Start of Block

PR #99073, opened 2025-11-07
 dts: arm: imx95: specify ITCM zephyr,memory-region

PetervdPerk-NXP:
When using `zephyr,itcm` on a imx95 based board the linkage may fail due to the absence of a defined ITCM region. This issue can be resolved by specifying the ITCM region using `zephyr,memory-region`.

### DIFF
--- a/dts/arm/nxp/nxp_imx95_m7.dtsi
+++ b/dts/arm/nxp/nxp_imx95_m7.dtsi
@@ -105,8 +105,9 @@
 
 	soc {
 		itcm: itcm@0 {
-			compatible = "nxp,imx-itcm";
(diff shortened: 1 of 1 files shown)


dts/arm/nxp/nxp_imx95_m7.dtsi
```diff
@@ -105,8 +105,9 @@
```
iuliana-prodan, line 105: Please reformulate the commit message, is unclear _"When using zephyr,itcm linker would because it couldn't the region."_

iuliana-prodan (approved):

JiafeiPan (approved):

End of Block

TASK BRIEF ->
Which lines in the records above include the word "dtsi"? Copy them out.

SOLUTION TO THE PROBLEM ->
--- a/dts/arm/nxp/nxp_imx95_m7.dtsi
+++ b/dts/arm/nxp/nxp_imx95_m7.dtsi
dts/arm/nxp/nxp_imx95_m7.dtsi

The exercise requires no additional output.